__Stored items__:

__________

Issue #44, opened 2026-02-26
obsidian skill includes hardcoded paths


hkey0:
obsidian skill includes hardcoded paths; they should be replaced with generic ones

<img width="1186" height="568" alt="Image" src="https://github.com/user-attachments/assets/16d03bcc-bcd8-4a63-9924-a11d21a49468" />

https://github.com/NousResearch/hermes-agent/blob/main/skills/note-taking/obsidian/SKILL.md?plain=1#L8

teknium1:
Fixed! https://github.com/NousResearch/hermes-agent/commit/f1311ad3dee49216284342333d216ded2459685a

PR #98667, opened 2026-08-30
fix(gateway): reasoning.available carries extracted reasoning, not answer copy

mr-samuca:
## Problem

The gateway's `reasoning.available` SSE progress event carried `assistant_message.content[:500]` — a copy of the assistant's **answer**, not the model's reasoning. Downstream consumers (e.g. a collapsed "Analyzing…" card in a chat UI) displayed the answer twice: once as pseudo-reasoning, once as the real reply. The effect stacked on tool-calling turns.

## Fix

Source the event payload from `agent._extract_reasoning(assistant_message)` (the same helper already used elsewhere in this file for reasoning extraction), falling back to empty string when no reasoning exists — **never** the answer text. Event name and schema unchanged.

## Tests

Two regression tests added:
- reasoning present → event payload == extracted reasoning (`reasoning[:500]`) and != answer text
- no reasoning → no `reasoning.available` event fires and no progress event carries the answer

`tests/run_agent/test_run_agent.py tests/agent/test_subagent_progress.py tests/tools/test_delegation_live_log.py`: **446 passed** (1 pre-existing env failure: missing `anthropic` module in the test venv, unrelated).

## Context

Found while debugging duplicated-message rendering in a downstream chat client; full investigation report available on request.


Enough1122:

Corrects `reasoning.available` payload to carry actual reasoning, not answer copy.

- **Fix (`agent/conversation_loop.py:5189+`):** Now `_think_text = (agent._extract_reasoning(assistant_message) or "").strip()` vs previously `assistant_message.content.strip()`. Structured reasoning fields extracted; falls back to `""` when none, so no `reasoning.available` event leaks answer.
- **Regression covered (`tests/run_agent/test_run_agent.py:4205+`):** Two cases: with reasoning (payload == `reasoning_text[:500]` != answer, not containing answer) and without reasoning (no `reasoning.available` event, no event carries answer text). Matches D2 defect description (#44).

Non-blocking:
- `_extract_reasoning` already strips `<REASONING_SCRATCHPAD|think|reasoning>` tags after — safe.

mr-samuca:
Closing per owner preference: no upstream PRs without explicit request. The fix (reasoning.available carries extracted reasoning, not an answer copy) is preserved on branch fix/reasoning-available-source and can be reopened when we choose to upstream it.

PR #98677, opened 2026-08-30
feat(delegate): action='tail' returns last N lines of a running subagent's transcript

joshuammoss-crypto:
## Problem

`delegate_task(action="list")` already surfaces a `live_transcript` path for every running child, but the parent agent had no way to actually read it. The only visibility into a long-running child was waiting on the completion message — or shelling out to `tail -f` from the terminal tool, which is awkward and tool-expensive.

## What this PR adds

A new control action `tail` alongside `list` / `steer` / `stop`:

```json
delegate_task(action="tail", subagent_id="deleg_...", lines=80)
```

Returns the last N lines of the child's live transcript (the file already created at dispatch by `tools/delegation_live_log.py`).

Response shape:
```json
{
  "action": "tail",
  "subagent_id": "deleg_...",
  "status": "running",
  "transcript_path": "/path/to/task.log",
  "lines_requested": 80,
  "lines_returned": 80,
  "lines_total": 412,
  "lines_truncated": 332,
  "content": "... last 80 lines ...",
  "note": "Showing the last 80 of 412 lines; raise 'lines' (up to 1000) or wait for completion to see more."
}
```

## Design choices

- **Same ownership chain as `steer`/`stop`** — only this conversation's spawn tree resolves. A foreign child returns the same `No live subagent` error the other control actions return. Tested explicitly.
- **Read-only side channel.** The transcript is appended by the child; we read it without touching any state, mutex, or registry. The child is never un注册 by tailing.
- **`lines` capped at 1000.** Hard cap regardless of caller input. Default 40.
- **Missing transcript file → `status: transcript_missing`** instead of an error. Common case: file pruned by `LIVE_RETENTION_DAYS` (7d). The parent can decide whether to wait or steer-stop.
- **Non-integer `lines` → falls back to default** rather than 400ing on type validation.
- **`Path` added to imports** of `delegate_tool.py`.

## Tests

`tests/tools/test_delegate_tail_action.py` — 12 new tests, all passing:

| Test | Verifies |
|---|---|
| `test_tail_requires_subagent_id` | missing id → error |
| `test_tail_with_blank_subagent_id` | whitespace-only id → error |
| `test_tail_unknown_subagent_id` | nonexistent id → error |
| `test_tail_foreign_owned_subagent_is_not_visible` | cross-spawn-tree isolation |
| `test_tail_child_with_no_transcript_path` | missing path attr → error |
| `test_tail_reports_missing_transcript_file` | pruned file → `transcript_missing` |
| `test_tail_returns_last_n_lines_default` | default 40, content matches |
| `test_tail_with_smaller_explicit_lines` | explicit `lines=5` honoured |
| `test_tail_caps_oversized_request_at_1000` | input 99999 → capped at 1000 |
| `test_tail_with_non_integer_lines_falls_back_to_default` | `lines="twenty"` → 40 |
| `test_tail_does_not_unregister_child` | side-effect-free read |
| `test_tail_empty_file_returns_zero_lines` | empty file → empty content, no note |

**Regression check:** all 122 pre-existing tests in `test_delegate_control_actions.py` / `test_delegate.py` / `test_delegate_batch_validation.py` still pass.

## Files

```
 tools/delegate_tool.py                        | +176 -5
 tests/tools/test_delegate_tail_action.py     | +136 -0
```

## Out of scope (deliberately)

- Streaming / chunked output — `tail` returns the file content as one JSON string, fine for transcripts that are bounded to a few hundred lines. A streaming variant would need its own schema and is a separate concern.
- Filtering by event type (e.g. only tool results). Current shape is plain-text tail matching `tail -f` ergonomics.
- Cross-child aggregate tail (`tail --all`). Use `action="list"` to enumerate, then call `tail` per child.

### DIFF
--- a/agent/tool_cache.py
+++ b/agent/tool_cache.py
@@ -1,0 +1,258 @@
+"""Cross-tool result cache with TTL and budget caps.
+
+Opt-in cache for read-only tool results (web_extract, file_read, web_search,
+database queries). Idempotent tools can decorate their handlers with
+@cached to skip recomputation when inputs are unchanged and the result
+is still fresh.
+
+Design choices:
+- Pure stdlib (hashlib, json, time, pathlib) so it ships with Hermes.
+- Content-addressed key: sha256(canonical_json(args)).
+- TTL is per-tool-set; default 5 minutes; overridden by tool metadata.
+- Cache entries are pruned on every write to keep disk bounded.
+- Failures are NEVER cached. Only successful returns with serializable
+  payloads are eligible.
+
+Usage::
+
+    from agent.tool_cache import cached, cache_stats, clear_cache
+
+    @cached(ttl_seconds=60)
+    def my_expensive_query(url: str) -> dict:
+        ...
+
+    # Outside-inspect:
+    cache_stats()        # {"entries": 12, "size_bytes": 8421, "hits": 4, "misses": 18}
+    clear_cache("tool:my_expensive_query")  # scoped
+    clear_cache()                            # whole cache
+"""
+
+from __future__ import annotations
+
+import functools
+import hashlib
+import json
+import os
+import sys
+import tempfile
+import time
+from collections import OrderedDict
+from pathlib import Path
+from typing import Any, Callable, Optional
+
+
+_DEFAULT_TTL = 300  # 5 minutes
+_MAX_ENTRIES = 1024
+_MAX_BYTES = 64 * 1024 * 1024  # 64 MiB
+
+
+def _cache_dir() -> Path:
+    """Return the cache root directory, creating it if missing.
+
+    Honours ``HERMES_TOOL_CACHE_DIR`` for tests and admin overrides.
+    """
+    override = os.environ.get("HERMES_TOOL_CACHE_DIR")
+    if override:
+        root = Path(override)
+    else:
+        root = Path(
+            os.environ.get("LOCALAPPDATA")
+            or (Path.home() / ".local" / "share")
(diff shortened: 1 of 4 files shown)


Enough1122:

New `delegate` `tail` action plus supporting tool-cache — substantial feature, generally sound with minor polish suggested.

- **Delegate tail (`tools/delegate_tool.py`):** `action='tail'` returns last N lines of running subagent transcript via session journal, boundable `limit` param. Useful for live observation without full transcript pull. Early `diff` shows `agent/tool_cache.py` helper (opt-in, TTL 5m, 1024 entries/64MiB, content-addressed sha256 of canonical JSON, atomic temp+rename write, prunes on write). Cache never stores failures, only serializable successes — correct.
- **Cache design (`tool_cache.py:1+`):** Pure stdlib, `HERMES_TOOL_CACHE_DIR` override for tests, shard by 2-char prefix, respects `expires_at`. Tests cover TTL, budget caps, scoped clear.
- **Integration (`tests/tools/test_delegate_tail_action.py`):** Verifies tail returns bounded lines, handles missing session, respects N, and streaming tail does not race journal.

Non-blocking:
- Ensure `tool_cache.clear_cache()` not called implicitly on every delegated tail — cache should remain opt-in; tail itself should not cache live transcript (stale). Verify `tail` path bypasses cache.
- `MAX_ENTRIES/MAX_BYTES` pruning on every write is O(n) scan; acceptable for 1k entries but consider lazy prune if write latency matters.

PR #98684, opened 2026-08-30
fix(ci): count cancelled jobs as failures in all-checks-pass

### LINKED ISSUE #98557: all-checks-pass reports success when detect is cancelled and every lane skips

ms-alan:
Closes #98557

When the `detect` job is cancelled, all downstream jobs become `skipped` because their `if: needs.detect.outputs.*` conditions never fire. The `all-checks-pass` gate only failed on literal `'failure'`, so a cancelled run reported **green** — silently satisfying branch protection over a completely untested PR.

This change treats `'cancelled'` (and the empty-string result) as failures alongside `'failure'`, so the gate correctly fails when nothing actually ran.

### DIFF
--- a/.github/workflows/ci.yaml
+++ b/.github/workflows/ci.yaml
@@ -256,7 +256,7 @@ jobs:
           print(f'needs-json={json.dumps(compact)}')
           with open('$GITHUB_OUTPUT', 'a') as f:
               f.write(f'needs-json={json.dumps(compact)}\n')
-          failed = [name for name, info in needs.items() if info['result'] == 'failure']
+          failed = [name for name, info in needs.items() if info['result'] in ('failure', 'cancelled', '')]
           for name, info in sorted(needs.items()):
               result = info['result']
               icon = '✅' if result in ('success', 'skipped') else '❌'
--- a/agent/model_metadata.py
+++ b/agent/model_metadata.py
@@ -1270,6 +1270,18 @@ def _extract_pricing(payload: Dict[str, Any]) -> Dict[str, Any]:
                     pricing[target] = normalized[alias]
                     break
         if pricing:
+            # Apply unit conversion: generic paths return per-token values,
+            # but the pricing payload may ship per-1m or per-1k. Normalise here
+            # so downstream _per_token_to_per_million() yields correct $/MTok.
+            unit = normalized.get("unit", "per_token")
+            if unit == "per_1m_tokens":
+                for key in ("prompt", "completion", "cache_read", "cache_write", "request"):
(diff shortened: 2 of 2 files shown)


alt-glitch:

Duplicate of #98563, the focused open repair for cancelled/unknown CI aggregate results. This PR also includes an unrelated change.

__________

__What to produce__:
Bring together every line in the entries that holds the string "already".

__Solution__:
Source the event payload from `agent._extract_reasoning(assistant_message)` (the same helper already used elsewhere in this file for reasoning extraction), falling back to empty string when no reasoning exists — **never** the answer text. Event name and schema unchanged.
- `_extract_reasoning` already strips `<REASONING_SCRATCHPAD|think|reasoning>` tags after — safe.
`delegate_task(action="list")` already surfaces a `live_transcript` path for every running child, but the parent agent had no way to actually read it. The only visibility into a long-running child was waiting on the completion message — or shelling out to `tail -f` from the terminal tool, which is awkward and tool-expensive.
Returns the last N lines of the child's live transcript (the file already created at dispatch by `tools/delegation_live_log.py`).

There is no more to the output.